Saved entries
=== Begin Enclosure ===
PR #1170, opened 2026-07-22
feat(tools): grammar-constrain Qwen3-Coder XML tool-calls (#558 E3)

raullenchai:
## Why

Grammar-constrained tool-calling (#558) today only covers JSON-body wires
(hermes / qwen / harmony). The flagship coder model — Qwen3-Coder — serializes
tool arguments as an XML parameter body, so its calls fell back to
free-form-then-parse: the model could emit an off-schema enum, a wrong-typed
value, or a malformed call the parser then had to salvage. Constraining the XML
wire at generation time makes a schema-valid call true by construction, closing
the same reliability gap #558 already closed for the JSON families. Refs #558.

## What

Extends #558 grammar-constrained tool-calling from the JSON-body families
(hermes / qwen / harmony) to the **Qwen3-Coder XML wire**. Previously only
JSON-object argument bodies could be grammar-constrained; a Qwen3-Coder tool
call is an XML parameter body, so it fell back to free-form-then-parse. This
teaches `build_tool_lark` to emit a grammar for that wire.

Wire (verified byte-for-byte against the Qwen3-Coder chat template + this repo's
`qwen3coder_tool_parser`):

```
<tool_call>
<function=NAME>
<parameter=KEY>
VALUE
</parameter>
</function>
</tool_call>
```

## How

- **`StructureInfo` gains `arg_style: str = "json"`** (frozen default). JSON-body
  families are byte-identical to before — a regression test pins that the
  `arg_style="json"` grammar emits no XML terminals and still uses `%json`.
- **`build_tool_lark` dispatches on `arg_style`**: `"xml"` emits one
  `<parameter=KEY>\nVALUE\n</parameter>\n` block per schema property, each VALUE
  grammar-typed per its sub-schema — enum → literal alternation, integer/number
  → JSON scalar terminals, boolean → `"true"|"false"`, object/array → `%json`,
  string → the lazy text rule below. Required props are mandatory (schema order),
  optional props are `( ... )?`.
- **`qwen3coder_tool_parser`** overrides `structure_info()` + sets
  `SUPPORTS_GRAMMAR=True`. It **opts out** (returns `None` → free-form fallback)
  unless `are_single_special_tokens` proves `<tool_call>`/`</tool_call>` are
  single special tokens on the live tokenizer (only Qwen tokenizers are), so a
  non-Qwen route can never build an unenforceable grammar.

### gap #1 — a string arg containing `<` (solved, not documented-around)

A first cut used `XMLSTR: /[^<]*/` for string values, which stops at the FIRST
`<` — so a `code` arg like `a < b`, `<html>…`, or `vector<int>` silently
truncated at that `<`. Fixed by porting **llguidance's first-class `[lazy]`
lexeme** — the exact idiom `StructTag.to_grammar` uses internally:

```
XML_PARAM_TEXT: /(.|\n)*/
xml_param_value[lazy]: XML_PARAM_TEXT "</parameter>"
```

`XML_PARAM_TEXT` admits any byte (incl. `<`); the lazy rule binds it to the
FIRST `</parameter>`. This matches XGrammar's `qwen_xml` "value up to first
`</parameter>`" semantics without needing regex lookahead (llguidance's engine
has none). Naive greedy `.*` overshoots (maximal-munch) and a lone-`<` rule
fails on `<html>`; `[lazy]` is the correct construct.

## Copy-source (no wheels invented)

- **Wire shape** — XGrammar-2 `builtin_structural_tag.py` `qwen_3_coder`
  built-in, `style="qwen_xml"` (reference for what the wire looks like).
- **Termination idiom** — llguidance `_struct_tag.py` `[lazy]` lexeme.
- **Plumbing pattern** — vLLM's Mistral tool parser proves llguidance can
  constrain a non-JSON wire via a generic Lark grammar on the guidance backend
  (`StructuredOutputsParams(grammar=...)`). No `xgrammar` runtime dependency is
  added; we stay on the llguidance backend adopted in #1131.

## Evidence (real tokenizer, not mocks)

`mlx-community/Qwen3-Coder-Next-4bit` via llguidance `LLMatcher`:

- Adversarial **enum** value CONSTRAINED (off-schema scalar + bad enum rejected).
- `<`-in-value accepted + terminal: `a < b && c > d` (27/27), `<html><body>x</body></html>` (28/28), `vector<int> v` (24/24), multiline code.
- `Paris` still 21/21 (no regression); leading prose masked at token 0.
- The `qwen3coder` parser round-trips every value back to the exact JSON `arguments`.

`pytest -k "tool_grammar or 558 or qwen3coder or structure_info"` → **324 passed,
1 skipped** (skip is an unrelated missing-`botocore` mirror test). `ruff check` +
`ruff format --check` clean. 29 new tests in `tests/test_qwen3coder_xml_grammar_558.py`
(golden Lark, real-tokenizer enforcement, round-trip, JSON-family byte-identical
regression guard).

## Scope

Fixes the **E3 slice** of #558 (Qwen3-Coder XML). Supersedes #1160 (which
branched before #1164's forced-tool fix and did not solve gap #1). Gemma-4 custom
`<|"|>` wire (E4) and the reasoning-gate (线①) are follow-up PRs.

### DIFF
--- a/tests/test_qwen3coder_xml_grammar_558.py
+++ b/tests/test_qwen3coder_xml_grammar_558.py
@@ -462,12 +462,30 @@ def tok():
 def lltok(tok):
     """Build an llguidance LLTokenizer from the fast (Rust) tokenizer via the
     module's own resolver (the spike-proven candidate-3 direct build handles the
-    transformers ``from_tokenizer`` isinstance gotcha ``guided.py`` trips on)."""
-    from vllm_mlx.api.tool_grammar import build_lltokenizer
+    transformers ``from_tokenizer`` isinstance gotcha ``guided.py`` trips on).
 
+    FINDING 5: a blanket ``skip when build_lltokenizer() is None`` let the whole
+    enforcement/round-trip suite go GREEN even if the production
+    tokenizer->llguidance integration was BROKEN. We now sanction the skip ONLY
+    when the runtime bridge is genuinely UNAVAILABLE (``HAS_LL_TOKENIZER`` False —
+    ``llguidance.hf`` / ``LLTokenizer`` not importable, the same narrow
+    unavailability the ``tok`` fixture treats as an offline skip). When the bridge
+    IS importable AND ``tok`` loaded (cached) but ``build_lltokenizer`` returns
+    ``None``, that is a broken integration and MUST FAIL — never silently pass."""
+    from vllm_mlx.api.tool_grammar import HAS_LL_TOKENIZER, build_lltokenizer
+
+    if not HAS_LL_TOKENIZER:
+        pytest.skip(
+            "llguidance runtime bridge (llguidance.hf / LLTokenizer) not "
+            "installed — XML enforcement tests require it"
+        )
     built = build_lltokenizer(tok)
-    if built is None:
-        pytest.skip("could not build an LLTokenizer for the Qwen3-Coder tokenizer")
+    assert built is not None, (
+        "build_lltokenizer() returned None for the CACHED Qwen3-Coder tokenizer "
+        "with the llguidance runtime bridge available — the production "
+        "tokenizer->llguidance integration is BROKEN (finding 5: this must FAIL, "
+        "not skip)."
+    )
     return built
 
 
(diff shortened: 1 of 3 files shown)


raullenchai:
## Merge rationale — local `pr_validate` codex override (documented, not hidden)

**GH `validate` gate is CLEAN** (validate / lint / tests / test-apple-silicon / test-matrix 3.10–3.12 / type-check all green; mergeState CLEAN). The only red is the **local** `pr_validate` codex adversarial step, which does not run in CI. Merging under a documented diminishing-returns override.

### Codex convergence trail (4 rounds)
- **r1** — 5 real correctness findings (empty-body `$ref`/composition, silent string-constraint drop, `$ref`→string quoting, `dependentRequired`, delimiter-unsafe keys) → all fixed via **faithful-or-opt-out**.
- **r2** — 5 guard-completeness findings → reframed the schema-representability guard from a keyword **blacklist** into a **strict allowlist** (complete-by-construction).
- **r3** — 4 findings (a `set(required)` crash on unhashable input; enum branch bypassing the allowlist; enum values carrying the wire delimiter) → all fixed; the total `required` guard removes the crash.
- **r4 (this state)** — the 4 remaining findings are NOT new correctness regressions:
  - **#1 (additionalProperties open-object)** — a policy disagreement, not a bug. Codex's fix ("require `additionalProperties: false` for opt-in") would opt out ~every real tool schema (they rarely set it), *defeating the feature*. Constraining to the declared `properties` is the intended tool-calling behavior. **Held deliberately** → the codex gate cannot go green without accepting a feature-defeating change.
  - **#2/#3/#4** — pathological-schema edges (`enum: []`, a type-less enum mixing non-string values, a property carrying self-shadowing `$defs`). All degrade to the **safe free-form-then-parse fallback** — they never emit an invalid tool call — and real OpenAI/Pydantic-generated tool schemas do not produce them.

### Quality gates that ARE met
- **352 tests pass, 0 skipped** (`-k "tool_grammar or 558 or qwen3coder or structure_info"`), including real-tokenizer `LLMatcher` enforcement + round-trip on `Qwen3-Coder-Next-4bit`.
- Full unit suite green (13410 passed); lint + format clean; GH `validate` CLEAN.
- The `<`-in-string-value fix (gap #1) and the enum/type/nested-object constraint are proven on real hardware.

### Known follow-ups (safe under-constraint, tracked for a later polish)
- Widen the top-level allowlist to tolerate inert annotation keys (`$schema`, `examples`, `readOnly`, …) so schemas carrying them stay constrained instead of opting out.
- Close the r4 pathological enum/`$defs` edges (#2/#3/#4) for true allowlist completeness.

Per the operator's standing guidance: when codex narrows onto edge/policy items while the feature is correct and proven, merge rather than spin further rounds.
=== End Enclosure ===
In the entries above, the lines between the one holding "1 skipped** (skip" and the one holding "tokenizer via the", inclusive, are to be printed exactly as written, and those alone.

**EXPECTED OUTPUT**
1 skipped** (skip is an unrelated missing-`botocore` mirror test). `ruff check` +
`ruff format --check` clean. 29 new tests in `tests/test_qwen3coder_xml_grammar_558.py`
(golden Lark, real-tokenizer enforcement, round-trip, JSON-family byte-identical
regression guard).

## Scope

Fixes the **E3 slice** of #558 (Qwen3-Coder XML). Supersedes #1160 (which
branched before #1164's forced-tool fix and did not solve gap #1). Gemma-4 custom
`<|"|>` wire (E4) and the reasoning-gate (线①) are follow-up PRs.

### DIFF
--- a/tests/test_qwen3coder_xml_grammar_558.py
+++ b/tests/test_qwen3coder_xml_grammar_558.py
@@ -462,12 +462,30 @@ def tok():
 def lltok(tok):
     """Build an llguidance LLTokenizer from the fast (Rust) tokenizer via the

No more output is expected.